Outside Dorlcote Mill
A WIDE plain， where the broadening Floss hurries on between its green banks to the sea， and the loving tide， rushing to meet it， checks its passage with an impetuous embrace. On this mighty tide the black ships - laden with the fresh-scented fir-planks， with rounded sacks of oil-bearing seed， or with the dark glitter of coal - are borne along to the town of St Ogg's， which shows its aged， fluted red roofs and the broad gables of its wharves between the low wooded hill and the river brink， tinging the water with a soft purple hue under the transient glance of this February sun. Far away on each hand stretch the rich pastures and the patches of dark earth， made ready for the seed of broad-leaved green crops， or touched already with the tint of the tender-bladed autumn-sown corn. There is a remnant still of the last year's golden clusters of bee-hive ricks rising at intervals beyond the hedgerows； and everywhere the hedge-rows are studded with trees： the distant ships seem to be lifting their masts and stretching their red-brown sails close among the branches of the spreading ash. Just by the red-roofed town the tributary Ripple flows with a lively current into the Floss. How lovely the little river is with its dark， changing wavelets！ It seems to me like a living companion while I wander along the bank and listen to its low placid voice， as to the voice of one who is deaf and loving. I remember those large dipping willows…… I remember the stone bridge…… And this is Dorlcote Mill. I must stand a minute or two here on the bridge and look at it， though the clouds are threatening， and it is far on in the afternoon. Even in this leafless time of departing February it is pleasant to look at - perhaps the chill damp season adds a charm to the trimly-kept， comfortable dwelling-house， as old as the elms and chestnuts that shelter it from the northern blast. The stream is brim full now， and lies high in this little withy plantation， and half drowns the grassy fringe of the croft in front of the house. As I look at the full stream， the vivid grass， the delicate bright-green powder softening the outline of the great trunks and branches that gleam from under the bare purple boughs， I am in love with moistness， and envy the white ducks that are dipping their heads far into the water here among the withes - unmindful of the awkward appearance they make in the drier world above.
The rush of the water and the booming of the mill bring a dreamy deafness which seems to heighten the peacefulness of the scene. They are like a great curtain of sound， shutting one out from the world beyond. And now there is the thunder of the huge covered waggon coming home with sacks of grain. That honest waggoner is thinking of his dinner， getting sadly dry in the oven at this late hour； but he will not touch it till he has fed his horses， - the strong， submissive， meek-eyed beasts， who， I fancy， are looking mild reproach at him from between their blinkers， that he should crack his whip at them in that awful manner， as if they needed that hint！ See how they stretch their shoulders， up the slope towards the bridge， with all the more energy because they are so near home. Look at their grand shaggy feet that seem to grasp the firm earth， at the patient strength of their necks bowed under the heavy collar， at the mighty muscles of their struggling haunches！ I should like well to hear them neigh over their hardly-earned feed of corn， and see them， with their moist necks freed from the harness， dipping their eager nostrils into the muddy pond.
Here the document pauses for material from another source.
PR #167, opened 2024-10-12
Support autotuning on WebGPU, more precise timings on wgpu

ArthurBrussee:
This PR fixes autotuning when running on WebGPU. Previously, autotuning tried to measure time by syncing the client, doing some operations, and syncing again. On WebGPU, however, device.poll(wgpu::maintain::Wait) is just ignored, so the timings were wrong. This can lead to quite bad performance - e.g., selecting a naive reduction for getting the mean of 250K elements in my case!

Now they are on the bridge， and down they go again at a swifter pace and the arch of the covered waggon disappears at the turning behind the trees.
Now I can turn my eyes towards the mill again and watch the unresting wheel sending out its diamond jets of water. That little girl is watching it too： she has been standing on just the same spot at the edge of the water ever since I paused on the bridge. And that queer white cur with the brown ear seems to be leaping and barking in ineffectual remonstrance with the wheel； perhaps he is jealous because his playfellow in the beaver bonnet is so rapt in its movement. It is time the little playfellow went in， I think； and there is a very bright fire to tempt her： the red light shines out under the deepening grey of the sky. It is time too for me to leave off resting my arms on the cold stone of this bridge…… .
Ah， my arms are really benumbed. I have been pressing my elbows on the arms of my chair and dreaming that I was standing on the bridge in front of Dorlcote Mill as it looked one February afternoon many years ago. Before I dozed off， I was going to tell you what Mr and Mrs Tulliver were talking about as they sat by the bright fire in the left-hand parlour on that very afternoon I have been dreaming of.